曾姑姑很滿意兩人的謹慎懂事, 每隔五日就過來探望一回。有時還會帶些應季的衣裳首飾,雖說不是很名貴的東西, 可是卻看得出是花費了心思的。要是有空閑了,曾姑姑還會在新宅子里耽誤半天, 出言指點兩姐妹的儀范和衣飾打扮。
兩女都是吃過苦頭的人, 知道曾姑姑是真心為她們好, 極為珍惜這個機會,但凡布置下來的課業都加倍加量地用心完成。名師遇到高徒,不過幾個月的功夫, 兩女仿若脫胎換骨,身上的那股艷俗和風塵氣已經沓無蹤跡。若是走在街面上,說是哪家的閨秀也盡有人信了。
傅百善尋著空子也悄悄跟著曾姑姑來了兩回, 她倒是沒有什么門戶之見,幾歲時她爹傅滿倉就帶著她在碼頭上作耍,那里三教九流各式樣人都有,也沒覺得人要分成三六九等。兩女很喜歡這個小姑娘, 覺得若非這傅家人良善熱心, 兩人恐不能如此便宜得逃離樊籠,仔細考量了一番后特意拿出看家本事繡了一套掛屏,送與傅百善作為閨閣間的謝禮。

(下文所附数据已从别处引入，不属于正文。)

PR #96, opened 2018-03-26
Add/Remove STIG IDs based on STIG release 4

shepdelacreme:
- This removes STIG ID **RHEL-07-041004** and **RHEL-07-010080** per Version 1 Release 4.
- This adds placeholder tasks and vars for STIG ID **RHEL-07-010062** and **RHEL-07-010101** per Version 1 Release 4.


jamescassell:
looks good to me

PR #99, opened 2018-03-26
housekeeping and cleanup

jamescassell:
Various cleanup items.  The commit messages have more details.


tasks/main.yml
```diff
@@ -12,35 +12,31 @@
...
+- import_tasks: prelim.yml
   become: yes
   tags:
       - prelim_tasks
-      - always
 
 - name: Include CAT I patches
-  include: fix-cat1.yml
+  import_tasks: fix-cat1.yml
   static: no
```
shepdelacreme: Can you remove the `static: no` line as well. It is no longer needed.

tasks/main.yml
```diff
@@ -12,35 +12,31 @@
...
   when: rhel7stig_cat1_patch | bool
   tags:
       - cat1
-      - patch
       - high
 
 - name: Include CAT II patches
-  include: fix-cat2.yml
+  import_tasks: fix-cat2.yml
   static: no
```
shepdelacreme: Can you remove the `static: no` line as well. It is no longer needed.

tasks/main.yml
```diff
@@ -12,35 +12,31 @@
...
   when: rhel7stig_cat2_patch | bool
   tags:
       - cat2
-      - patch
       - medium
 
 - name: Include CAT III patches
-  include: fix-cat3.yml
+  import_tasks: fix-cat3.yml
   static: no
```
shepdelacreme: Can you remove the `static: no` line as well. It is no longer needed.

PR #101, opened 2018-03-26
Updating RHEL-07-010480 and RHEL-07-010490 to V1R4

mikerenfro:
V1R4 of RHEL-07-010480 and RHEL-07-010490 require the grub superuser to be root.


jamescassell:
Interestingly, the scap-security-guide specifically checks that the superuser is NOT root.

shepdelacreme:
Do we need this change? i.e. Do we want to remove the ability for the user to customize the boot superuser?

jamescassell:
I'd leave it as-is...

mikerenfro:
I'm not really invested in if it's set to root or not. Ours probably will be, just so I've got one less thing to explain. Closing a PR and deleting a branch is easy enough, so I'll defer to you two on that decision.

shepdelacreme:
Yeah I'm for closing this one out and leaving it as is. The role meets the intent of the STIG currently and also allows it to be customized for people that want that.

PR #103, opened 2018-03-26
Updating RHEL-07-021350 to V1R4 (prelinking is ok again)

mikerenfro:


jamescassell:
NAK.  See discussion in #89

mikerenfro:
Fair enough.

PR #104, opened 2018-03-26
Implementing RHEL-07-030360

mikerenfro:
Suggestions welcome for not having a separate audit_suid_sgid.yml, but I couldn't work out a way of getting audit_command's other parameters to show up correctly in an outer/inner loop structure where things like the STIG-ID and audit keyword are constant for all paths.


jamescassell:
check out with_nested: http://docs.ansible.com/ansible/2.4/playbooks_loops.html#nested-loops

mikerenfro:
I don't doubt that, but I'm not going to be up to one of those today. Also trying to figure out why the build failed.

jamescassell:
perhaps something like:
```
with_items: "{{ results | json_query('results[*].stdout_lines[]' }}"
```

mikerenfro:
@shepdelacreme Pretty sure this task is working correctly on my test box, so if you have a chance to dig through the Travis output to see why this is failing, I'd appreciate it.

(Granted, I now get an out of memory error during the audit_file portion, but I think that's unrelated.)

shepdelacreme:
@mikerenfro Ok I'll take a look and run some tests locally as well.

shepdelacreme:
I see you got this worked out! Looks good.

PR #106, opened 2018-03-27
Implementing RHEL-07-021030

mikerenfro:


shepdelacreme:
How safe is it to automatically change the group owner on directories that are found? I'm asking because I'm not sure myself but I feel like there is potential here for unintended outcomes.

mikerenfro:
That's the fix as given in the STIG, and maybe we file that under 'tool can break your system'.

Starting from what I assume is the common case of:

    drwxdrwxrwx 2 root badgroup 6 Mar 27 09:27 badfolder

if we remediate that to:

    drwxdrwxrwx 2 root root 6 Mar 27 09:27 badfolder

there shouldn't be any harm, as membership in `badgroup` didn't add any extra permissions. But if we had changed a:

    drwxdrwx-wx 2 root badgroup 6 Mar 27 09:27 badfolder

to:

    drwxdrwx-wx 2 root root 6 Mar 27 09:27 badfolder

then members of `badgroup` will lose read access to the contents. I can't imagine that's a likely scenario, but this can wait a while for further review.

jamescassell:
This one seems hard to remediate automatically.  What if a user chmod 777 a subdir in his homedir?  Yes, that's a STIG violation, but a better solution would be to chmod it to 775 or 755, in my opinion...

mikerenfro:
Still would be potential breakage if someone was relying on those 777 permissions, though.

Maybe this is a case of "[complying systems are all alike, non-complying systems are non-complying (and will be broken) in their own way](https://en.wikipedia.org/wiki/Anna_Karenina_principle)".

shepdelacreme:
Maybe we can have this PATCH operate as a warning when the STIG ID var is set to false? ie Maybe add a var for `rhel_07_021030_warn_only`. Then add a task in the block that prints a warning and have it and the remediation task execute when `rhel_07_021030_warn_only` is set to `true/false` respectively?

Or does that seem like overkill?

jamescassell:
How many remediations to we have that we /could/ fix, but might sometimes just want to warn?  If it's more than just one or two, would it be good to have a general variable to flip them all at once?

perhaps like:
```
rhel7stig_abnormal_warn_only: true
rhel_07_021030_warn_only: "{{ rhel7stig_abnormal_warn_only }}"
```

not sure what the best name for it would be, though...

shepdelacreme:
Once #133 gets rebased and merged we should update this task to use `rhel7stig_local_mounts` and then I'll merge this one.

mikerenfro:
Sure. Just shoot me a reminder when #133 is done.

shepdelacreme:
#133 has been merged. Go ahead and update/rebase. Thanks!

tasks/fix-cat2.yml
```diff
@@ -940,12 +940,21 @@
       - notimplemented
 
 - name: "MEDIUM | RHEL-07-021030 | PATCH | All world-writable directories must be group-owned by root, sys, bin, or an application group."
-  command: "true"
-  changed_when: no
+  block:
+    - name: "MEDIUM | RHEL-07-021030 | AUDIT | All world-writable directories must be group-owned by root, sys, bin, or an application group."
+      command: find {{ rhel7stig_local_mounts | join(' ') }} -type d -perm -002 -gid +999
```
jamescassell: Will want `-xdev`

tasks/fix-cat2.yml
```diff
@@ -940,12 +940,21 @@
...
+      changed_when: no
```
jamescassell: Change to: `rhel_07_021030_audit.stdout != ""`

defionscode:
@mikerenfro friendly ping, do you have cycles to make the updates requested by @jamescassell ?

tasks/fix-cat2.yml
mikerenfro: My apologies for the delay. Will get back into this and resolve it today if at all possible.

tasks/fix-cat2.yml
```diff
@@ -942,9 +942,9 @@
 - name: "MEDIUM | RHEL-07-021030 | PATCH | All world-writable directories must be group-owned by root, sys, bin, or an application group."
   block:
     - name: "MEDIUM | RHEL-07-021030 | AUDIT | All world-writable directories must be group-owned by root, sys, bin, or an application group."
-      command: find {{ rhel7stig_local_mounts | join(' ') }} -type d -perm -002 -gid +999
+      command: find {{ rhel7stig_local_mounts | join(' ') }} -xdev -type d -perm -002 -gid +999
```
jamescassell: Thanks!

tasks/fix-cat2.yml
```diff
@@ -942,9 +942,9 @@
...
       changed_when: no
-      register: rhel_07_021030_audit
+      register: rhel_07_021030_audit.stdout != ""
```
jamescassell: that should be on the "changed_when" line above, but I suppose the find command would also have to exclude items group-owned by root

mikerenfro:
Probably will have to do another rebase to catch back up with the current state of development.

tasks/fix-cat2.yml
mikerenfro: The find command's `-gid +999` should exclude any files owned by system-level users, including root, right?

jamescassell: You are probably correct.  I didn't test it.  In that case, it is correct to make:
```
changed_when: rhel_07_021030_audit.stdout != ""
```

and restore this line to:
```
register: rhel_07_021030_audit
```

jamescassell:
Should we give this the disruption-high treatment per concerns expressed above by @shepdelacreme ?

tasks/fix-cat2.yml
```diff
@@ -940,12 +940,21 @@
       - notimplemented
 
 - name: "MEDIUM | RHEL-07-021030 | PATCH | All world-writable directories must be group-owned by root, sys, bin, or an application group."
-  command: "true"
-  changed_when: no
+  block:
+    - name: "MEDIUM | RHEL-07-021030 | AUDIT | All world-writable directories must be group-owned by root, sys, bin, or an application group."
+      command: find {{ rhel7stig_local_mounts | join(' ') }} -xdev -type d -perm -002 -gid +999
+      changed_when: no
```
jamescassell: Also add:
```
check_mode: no
```
to the AUDIT task so check_mode still works.

jamescassell:
The failure is not your fault:
```
Installing:
 ansible                            noarch 2.6.0-1.el7            epel     10 M
```

The initial release of ansible-2.6.0 had a broken pamd module implementation.  ansible-2.6.1 fixes the issue.  2.6.1 is available in the Red Hat repos, or directly from ansible, but apparently not yet in epel.

mikerenfro:
I think this might have everything synced back up and everything fixed. My apologies for going dark for this long: many non-STIG-related tasks out this way since April.

tasks/fix-cat2.yml
```diff
@@ -1098,8 +1098,9 @@
   block:
       - name: "MEDIUM | RHEL-07-021030 | AUDIT | All world-writable directories must be group-owned by root, sys, bin, or an application group."
         command: find {{ rhel7stig_local_mounts | join(' ') }} -xdev -type d -perm -002 -gid +999
-        changed_when: no
-        register: rhel_07_021030_audit.stdout != ""
+        changed_when: rhel_07_021030_audit.stdout != ""
+        check_mode: "{{rhel7stig_disruptive_check_mode}}"
```
jamescassell: this should be `check_mode: no`

`{{ rhel7stig_disruptive_check_mode }}` should go on the following task that would actually make the change

tasks/fix-cat2.yml
```diff
@@ -1098,8 +1098,9 @@
...
+        register: rhel_07_021030_audit
 
       - name: "MEDIUM | RHEL-07-021030 | PATCH | All world-writable directories must be group-owned by root, sys, bin, or an application group."
```
jamescassell: add
```
check_mode: "{{ rhel7stig_disruptive_check_mode }}"
```

tasks/fix-cat2.yml
```diff
@@ -1110,6 +1111,7 @@
   when: rhel_07_021030
```
jamescassell: add
```
when:
    - rhel7stig_disruptive
```

tasks/fix-cat2.yml
mikerenfro: Ok. I must have misread the variable description and the other (single?) example to go from. Will fix these in the morning.

shepdelacreme:
Hmm CI is failing but I don't think it is related to these changes. Looks like it is loading Ansible 2.6 and there is an issue in the pamd_module. Putting this here for now so I can remember to investigate further.

```
TASK [role_under_test : MEDIUM | RHEL-07-010200 | PATCH | The PAM system service must be configured to store only encrypted representations of passwords.] ***
task path: /etc/ansible/roles/role_under_test/tasks/fix-cat2.yml:236
An exception occurred during task execution. To see the full traceback, use -vvv. The error was: TypeError: 'bool' object is not callable
failed: [localhost] (item={u'state': u'args_present', u'args': [u'sha512']}) => {"changed": false, "item": {"args": ["sha512"], "state": "args_present"}, "module_stderr": "Traceback (most recent call last):\n  File \"/tmp/ansible__kny2g/ansible_module_pamd.py\", line 785, in <module>\n    main()\n  File \"/tmp/ansible__kny2g/ansible_module_pamd.py\", line 752, in main\n    valid, msg = service.validate()\n  File \"/tmp/ansible__kny2g/ansible_module_pamd.py\", line 656, in validate\n    if not current_line.is_valid()[0]:\nTypeError: 'bool' object is not callable\n", "module_stdout": "", "msg": "MODULE FAILURE", "rc": 1}
An exception occurred during task execution. To see the full traceback, use -vvv. The error was: TypeError: 'bool' object is not callable
failed: [localhost] (item={u'state': u'args_absent', u'args': [u'md5', u'bigcrypt', u'sha256', u'blowfish']}) => {"changed": false, "item": {"args": ["md5", "bigcrypt", "sha256", "blowfish"], "state": "args_absent"}, "module_stderr": "Traceback (most recent call last):\n  File \"/tmp/ansible_hjb0tD/ansible_module_pamd.py\", line 785, in <module>\n    main()\n  File \"/tmp/ansible_hjb0tD/ansible_module_pamd.py\", line 752, in main\n    valid, msg = service.validate()\n  File \"/tmp/ansible_hjb0tD/ansible_module_pamd.py\", line 656, in validate\n    if not current_line.is_valid()[0]:\nTypeError: 'bool' object is not callable\n", "module_stdout": "", "msg": "MODULE FAILURE", "rc": 1}
```

jamescassell:
@shepdelacreme Yes, EPEL has a bad ansible version.  Here's the original bug report: https://github.com/ansible/ansible/issues/41179 And here's the patch that fixed it: https://github.com/ansible/ansible/pull/42025 A fixed build is here: https://bodhi.fedoraproject.org/updates/FEDORA-EPEL-2018-be727516a8

If you want to speed along the update on its journey to EPEL, you can add karma to that update.  Otherwise, it will automatically land in 11 days or so.

This PR needs rebasing, but otherwise looks fine to me.

mikerenfro:
@shepdelacreme Rebased and ready for pull, I think.

shepdelacreme:
Thanks reviewing!

shepdelacreme:
LGTM...hopefully the Ansible 2.6.1 bugfix release lands soon so tests pass again.

PR #109, opened 2018-03-27
remove time limit from aide init

jamescassell:
as written, aide init was killed after 45 seconds, which is
not enough time for it to run in our environments

turn it into a true fire-and-forget task

### DIFF
--- a/handlers/main.yml
+++ b/handlers/main.yml
@@ -24,11 +24,7 @@
       state: restarted
 
 - name: init aide
-  command: /usr/sbin/aide --init -B 'database_out=file:/var/lib/aide/aide.db.gz'
-  async: 45
-  poll: 0
-  tags:
-    - aide
+  shell: nohup /usr/sbin/aide --init -B 'database_out=file:/var/lib/aide/aide.db.gz' > /dev/null &
 
 - name: restart auditd
   command: service auditd restart


shepdelacreme:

曾氏姐妹自小就長于養母家, 那許媽媽為了日后有個好收益, 倒是不吝于錢財專門請人□□過這些女孩子。她們一天當中除了學習褚般必要的技藝外, 最重要的事情就是習練女紅。小時候就繡些荷包、扇套之類的小件,大些了就要學著繡被面、枕套、衣裳等大件,不能按時按量完成的話就是荊條伺候。十幾年下來雖說比不上專門的繡娘,可是也頗拿得出手。
廣州的繡品分為潮繡和廣繡兩大分支,是四大名繡之一,與蜀繡、蘇繡、湘繡齊名。其特色一是用線多樣,除絲線、絨線外,也用孔雀毛捻縷作線,或用馬尾纏絨作線。二是用色明快對比強烈講求華麗。三是多用金線作刺繡花紋的輪廓線。四是裝飾花紋繁縟豐滿熱鬧歡快。其針法繁多,包括直扭針、捆咬針、續插針、輔助針、編繡、繞繡、變體繡等以及廣州釘金繡中的平繡、織錦繡、凸繡、貼花繡等。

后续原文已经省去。